In InnoDB, a snapshot is not a cached result set. It’s a logical view of which row versions are visible to a statement or a transaction, defined by a read view (a set of transaction IDs and boundaries).
A snapshot is active while any statement/transaction holds a read view that could still need older row versions.

  • Every row version has hidden metadata:
    • DB_TRX_ID — the transaction id that last modified the row version.
    • DB_ROLL_PTR — a pointer into the undo log to reconstruct the previous version.
  • A read view decides visibility: “Is the version’s DB_TRX_ID committed and not too new relative to my view?”

TL;DR: An active snapshot means “there exists at least one read view for which certain older versions might still be needed.” As long as such snapshots exist, those versions cannot be purged.


How and when is a snapshot (read view) created?

Isolation level drives when InnoDB creates (and refreshes) read views:

Isolation levelWhen the read view is createdHow long it’s used
REPEATABLE READ (InnoDB default)At the first consistent read in a transaction (or START TRANSACTION WITH CONSISTENT SNAPSHOT)Reused for the entire transaction → all plain SELECTs see the same snapshot
READ COMMITTEDAt the start of each statement that does a consistent readNew snapshot per statement
READ UNCOMMITTEDNo consistent read (can see uncommitted)N/A
SERIALIZABLELike REPEATABLE READ but with extra lockingEntire transaction

Notes:

  • A consistent read is a SELECT without locking modifiers (no FOR UPDATE / FOR SHARE).
  • Locking reads (SELECT ... FOR UPDATE/SHARE, UPDATE, DELETE) don’t use the snapshot; they read the latest committed version (and may wait/lock).

So: No, a snapshot is not “putting the result in cache.” It’s a lightweight visibility rule encoded in a read view; on each row access, InnoDB checks visibility and, if needed, reconstructs an older version from the undo chain.


What’s a “read view”?

A read view is the tiny, in-memory snapshot of which transactions are considered visible to your SELECT.
It’s not a cached result set. It’s just a set of IDs and boundaries that tell InnoDB which row versions you’re allowed to see.

When is it created?

  • REPEATABLE READ (default): created at the first consistent read in the transaction (or via START TRANSACTION WITH CONSISTENT SNAPSHOT) and reused for the whole transaction.
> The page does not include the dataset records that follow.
PR #145, opened 2025-09-09
feat: add limits exceeded error to sessions sdk

cprussin:

PR #150, opened 2025-09-10
feat: gracefully handle trading past limits

cprussin:


packages/sessions-sdk-react/src/session-provider.tsx
```diff
@@ -71,6 +70,7 @@ const ONE_DAY_IN_MS = 24 * ONE_HOUR_IN_MS;
 const DEFAULT_SESSION_DURATION = 14 * ONE_DAY_IN_MS;
 
 const ERROR_CODE_SESSION_EXPIRED = 4_000_000_000;
+const ERROR_CODE_SESSION_LIMITS_EXCEEDED = 4_000_000_008;
```
anihamde, line 73: where do you get these numbers from? why are non-consecutive?

packages/sessions-sdk-react/src/session-provider.tsx
```diff
@@ -214,6 +214,20 @@ const SessionProvider = ({
...
+      <ModalDialog
+        heading="This trade exceeds your set limits"
+        message="Would you like to increase your session limits?"
+        isOpen={sessionState.type === StateType.RequestingIncreasedLimits}
+        onOpenChange={onExtendSessionOpenChange}
+      >
+        {isEstablished(sessionState) && (
+          <RenewSessionsContents
+            sessionState={sessionState}
+            enableUnlimited={enableUnlimited}
```
anihamde, line 226: if the trade exceeds set limits, then should this be `false`? as the user has already created a limited session?

anihamde (commented):
to be sure, this doesn't account for the case where the user has exactly used up to their limits, right?

packages/sessions-sdk-react/src/session-provider.tsx
cprussin: no this option means the app has requested unlimited sessions to be an available option to the user, not that the user has selected it

packages/sessions-sdk-react/src/session-provider.tsx
cprussin: this error code comes from https://github.com/fogo-foundation/fogo-sessions/pull/145/files#diff-b8c5c4505cf04822f63a57243414d1ac40d4aaad09773d593ba632f026c458d9R37 which I already had to merge so I could release an upgraded sdk in order to use that error in the token program.  It's non-consecutive because there are other enum members for `SessionError` that we don't handle in the frontend, e.g. if there's an `InvalidAccountVersion` we don't do anything to handle it in the sdk.

cprussin:
> to be sure, this doesn't account for the case where the user has exactly used up to their limits, right?

@anihamde no it does, what will happen is when you trade exactly up to your limits, the token program sets the delegate to `COption::None`.  The next request would then trigger https://github.com/fogo-foundation/token/blob/main/program/src/processor.rs#L318-L320 and return the `LimitsExceeded` error, which is caught by the same UI code path here

PR #166, opened 2025-09-16
fix: improve signer constraints

anihamde:
This PR improves the signer constraints given that signer order (besides the fee payer) is not easily derivable when there are more than 2 non-fee-paying signers.

### DIFF
--- a/services/paymaster/src/constraint.rs
+++ b/services/paymaster/src/constraint.rs
@@ -53,7 +53,6 @@ impl VariationProgramWhitelist {
 pub struct VariationOrderedInstructionConstraints {
     pub name: String,
     pub instructions: Vec<InstructionConstraint>,
-    pub rate_limits: RateLimits,
     pub max_gas_spend: u64,
 }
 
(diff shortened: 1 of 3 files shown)


services/paymaster/src/constraint.rs
```diff
@@ -293,37 +285,33 @@ impl ContextualPubkey {
                 }
             }
 
-            ContextualPubkey::Signer { index } => {
-                let index_uint = if *index >= 0 {
-                    *index as usize
-                } else if (-*index as usize) <= signers.len() {
-                    signers.len() - (-*index as usize)
+            ContextualPubkey::FeePayer => {
+                if expect_include == (account == signers.first().expect("No signatures in transaction")) {
```
cprussin, line 289: The fee payer should always be the paymaster, I don't see any reason to make this configurable

cprussin (changes requested):
I think we should get rid of `FeePayer` and hardcode a check that ensures the paymaster account is the fee payer

services/paymaster/src/constraint.rs
anihamde: Good catch, `FeePayer` is actually a duplicate of the `Sponsor` variant. I'll remove

anihamde: We already have a check that ensures the paymaster account is the fee payer [here](https://github.com/fogo-foundation/fogo-sessions/blob/a96383b3eed0b562675b5668aa32b5004e9f4314/services/paymaster/src/api.rs#L140-L149)

cprussin (approved):

PR #168, opened 2025-09-16
fix: add serde default tags

anihamde:
This PR adds serde default tags to the paymaster constraint API, so as to default relevant unspecified fields to empty vectors.

### DIFF
--- a/services/paymaster/src/constraint.rs
+++ b/services/paymaster/src/constraint.rs
@@ -52,6 +52,7 @@ impl VariationProgramWhitelist {
 #[derive(Serialize, Deserialize)]
 pub struct VariationOrderedInstructionConstraints {
     pub name: String,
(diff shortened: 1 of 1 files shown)


services/paymaster/src/constraint.rs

  • READ COMMITTED: created per statement (a fresh view for each SELECT).

  • Locking reads (… FOR UPDATE/SHARE) don’t use the read view; they read the latest committed version with locks.

Where is it stored?

  • In memory, attached to the transaction/statement control block.

  • It is not persisted to disk and does not store rows.
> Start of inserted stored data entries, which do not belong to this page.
PR #170, opened 2025-09-17
feat: add basic metrics to paymaster

anihamde:
This PR adds some basic metrics to the paymaster service. In particular, this PR adds the following metrics:

- Transactions validated (count)
- Transactions submitted to RPC (count)
- Gas spent (count)
- Gas spent (histogram)

using the following labels:

- App domain name
- Transaction variation name
- Result (of validation/submission)

The metrics are published at the 4000 port of the service.

TODOs:

- [ ] Add relevant labels (signers?)
- [ ] Add more metrics (paymaster balance)

### DIFF
--- a/services/paymaster/src/metrics.rs
+++ b/services/paymaster/src/metrics.rs
@@ -1,0 +1,27 @@
+use axum_prometheus::metrics;
+
+pub const TRANSACTION_VALIDATION_COUNT: &str = "paymaster_transaction_validation_total";
+pub fn obs_validation(domain: String, variation: String, result_validation: String) {
+    let labels = &[("domain", domain), ("variation", variation), ("result", result_validation)];
+    metrics::counter!(TRANSACTION_VALIDATION_COUNT, labels).increment(1);
+}
+
+pub const TRANSACTION_SEND_COUNT: &str = "paymaster_transaction_send_total";
+pub fn obs_send(domain: String, variation: String, result_confirmation: Option<String>) {
+    let mut labels = vec![("domain", domain), ("variation", variation)];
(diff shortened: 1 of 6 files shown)


cprussin (dismissed):

services/paymaster/src/metrics.rs
```diff
@@ -0,0 +1,46 @@
...
+    variation: String,
+    result_confirmation: Option<String>,
+    lamports: u64,
+) {
+    let mut labels = vec![("domain", domain), ("variation", variation)];
+    if let Some(result) = result_confirmation {
+        labels.push(("result", result));
+    }
+    metrics::counter!(GAS_SPEND_COUNT, &labels).increment(lamports);
+    metrics::histogram!(GAS_SPEND_HISTOGRAM, &labels).record(lamports as f64);
```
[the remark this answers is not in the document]
anihamde: you're totally right, histogram gives us count as well. the `as` is probably fine in practice here, but i did something a bit more explicit to be safe

services/paymaster/src/rpc.rs
```diff
@@ -21,6 +21,15 @@ pub enum ConfirmationResult {
     },
 }
 
+impl ConfirmationResult {
```
cprussin, line 24: Would it be more idiomatic to make this `Display` or `ToString`?

cprussin (approved):

services/paymaster/src/rpc.rs
anihamde: idk if that's the right use case for those traits since some info is being lost... this representation is just for the label string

  • InnoDB uses it on the fly: for each row, check visibility; if needed, reconstruct an older version via the undo chain.

What does it look like?

Think of a small struct with three pieces:

  • active_txn_ids: the set (sorted list) of transaction IDs that were active (not committed yet) when the view was created.

  • min_active_id: the smallest ID in that active set (the “low watermark”).
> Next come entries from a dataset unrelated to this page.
PR #172, opened 2025-09-19
chore: address nits

guibescos:


packages/sessions-sdk-ts/src/index.ts
```diff
@@ -400,6 +400,15 @@ const getTokenInfo = async (
 
 type TokenInfo = Awaited<ReturnType<typeof getTokenInfo>>[number];
 
+const serializeU16LE = (value: number) => {
+  return Uint8Array.from([
+    // eslint-disable-next-line unicorn/number-literal-case
+    value & 0xff,
```
anihamde, line 406: maybe i'm just bad at bit shifts and operations, but i think you should comment out what's happening here for clarity

packages/solana-intents/src/lib.rs
```diff
@@ -176,3 +177,55 @@ impl<P> From<borsh::io::Error> for IntentError<P> {
...
+
+    #[test]
+    fn test_raw_message() {
+        let message = b"Fogo Sessions";
+        assert_eq!(
+            Message::deserialize(message).unwrap(),
+            Message::Raw(message.to_vec())
+        );
+
+        let message_long = b"Fogo Sessions Fogo Sessions Fogo Sessions";
```
anihamde, line 225: what's the point of the long messages? just another test case? seems unnecessary

packages/solana-intents/src/lib.rs
```diff
@@ -176,3 +177,55 @@ impl<P> From<borsh::io::Error> for IntentError<P> {
...
+        assert_eq!(
+            Message::deserialize(&message_serialized_long)
+                .unwrap_err()
+                .kind(),
+            std::io::ErrorKind::InvalidData
+        );
+    }
+
+    #[test]
+    fn test_raw_message() {
```
anihamde, line 218: `test_raw_message_roundtrip`?

packages/solana-intents/src/lib.rs
```diff
@@ -176,3 +177,55 @@ impl<P> From<borsh::io::Error> for IntentError<P> {
...
+    fn test_offchain_message_roundtrip() {
+        let offchain_message = OffchainMessage::new(0, "Fogo Sessions".as_bytes()).unwrap();
+
+        assert_eq!(
+            Message::deserialize(&offchain_message.serialize().unwrap()).unwrap(),
+            Message::OffchainMessage(offchain_message.clone())
+        );
+
+        let mut message_serialized_short: Vec<u8> = offchain_message.serialize().unwrap();
+        message_serialized_short.pop();
```
anihamde, line 195: i think these separate test cases, especially when they have different outcomes, should live in different functions

anihamde: doing that would also help to make the test case more readable bc it would be clear why it fails. right now it's not the most readable

packages/sessions-sdk-ts/src/index.ts
cprussin: yes please, 100% agree

cprussin (approved):

PR #174, opened 2025-09-24
feat(sdk): generate sign in token

alexcambose:
* Exposed `sessionKey` instead of `sessionKeyPublic`
* Added generic methods to sign and verify a signature
* Added a method on the react sdk to generate a signed message with the session key


cprussin (changes requested):
Nice direction but some changes that need to happen

cprussin (dismissed):

PR #1440, opened 2019-06-03
Fix bucket bounds on query metrics

gouthamve:
Previously we aren't having as many buckets as we wanted to have in the comments.


bboreham:
Very similar code here: https://github.com/cortexproject/cortex/blob/master/pkg/ingester/ingester.go#L62-L75

Maybe this style of comment is clearer?  https://github.com/cortexproject/cortex/blob/master/pkg/ingester/flush.go#L37

PR #1441, opened 2019-06-03
Allow the query-frontend code to proxy queries to 'vanilla' Prometheus.

tomwilkie:
This allows us to get all the benefits of the query-frontend (caching, splitting, aligning, retires etc) with OSS Prometheus.

eg
```
$ ./cortex --config.file=./docs/prometheus-frontend.yml  -frontend.downstream-url=http://localhost:9090
```


pkg/querier/frontend/frontend.go
```diff
@@ -99,6 +103,7 @@ func New(cfg Config, log log.Logger, limits *validation.Overrides) (*Frontend, e
 		log:    log,
 		queues: map[string]chan *request{},
 	}
+	f.cond = sync.NewCond(&f.mtx)
```
tomwilkie: This is just a move, used to be at bottom of the function.  Prefer it here, but can do in different PR if necessary.

PR #1442, opened 2019-06-03
Fix the version of protobuf and pin tools in the build image.

### LINKED ISSUE #1370: We don't know which gogoproto we are using
We don't pin it in the build container, so as far as I can tell we are using whichever one was in the Docker build cache for whoever built the build container.

This is a bit scary for debugging / reproducability.

tomwilkie:
Fixes #1370

### DIFF
--- a/build-image/Dockerfile
+++ b/build-image/Dockerfile
@@ -8,16 +8,14 @@ RUN curl -fsSLo shfmt https://github.com/mvdan/sh/releases/download/v1.3.0/shfmt
 	echo "b1925c2c405458811f0c227266402cf1868b4de529f114722c2e3a5af4ac7bb2  shfmt" | sha256sum -c && \
 	chmod +x shfmt && \
 	mv shfmt /usr/bin
-RUN go get -tags netgo \
+RUN GO111MODULE=on go get -tags netgo \
 		github.com/fzipp/gocyclo \
 		golang.org/x/lint/golint \
-		github.com/kisielk/errcheck \
-		github.com/mjibson/esc \
-		github.com/client9/misspell/cmd/misspell \
-		github.com/jteeuwen/go-bindata/go-bindata \
-		github.com/golang/protobuf/protoc-gen-go \
-		github.com/gogo/protobuf/protoc-gen-gogoslick \
-		github.com/gogo/protobuf/gogoproto && \
+		github.com/kisielk/errcheck@v1.2.0 \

  • max_id_so_far: the next transaction ID that would be assigned at that moment (a “high watermark”; anything ≥ this didn’t even exist yet).

Example (mental model / pseudostructure):

ReadView {
  active_txn_ids = [101, 104, 108]
  min_active_id  = 101
  max_id_so_far  = 120   // next-to-assign ID at snapshot creation
}

How is it used to decide visibility?

Every row version has:

  • DB_TRX_ID = the transaction that wrote that version

  • DB_ROLL_PTR = pointer to the undo record for the previous version

Rule of thumb (visibility test):

  1. If DB_TRX_ID < min_active_id → that writer must have committed before the snapshot ⇒ visible.

  2. Else if DB_TRX_ID is in active_txn_ids → that writer was still running at snapshot time ⇒ not visible.

  3. Else (DB_TRX_ID not in active set, and < max_id_so_far) → it had already committed before the snapshot ⇒ visible.

  4. (Conceptually, DB_TRX_ID >= max_id_so_far can’t happen for a stored row; that would be “from the future”.)

If a version isn’t visible, InnoDB follows DB_ROLL_PTR to the previous version and repeats the check, walking back in time until it finds a visible one (or concludes the row didn’t exist for this snapshot).

Tiny worked example

Using the read view above:

  • Row version written by trx 9999 < 101visible.

  • Row version written by trx 105105 ∈ [101,104,108]? no, but it’s not in the active set and < 120 ⇒ must have committed already ⇒ visible.

  • Row version written by trx 104104 ∈ active_txn_idsnot visible (reader must use the previous version via undo).

That’s it: a read view is a lightweight visibility filter (IDs + boundaries), not a copy of data.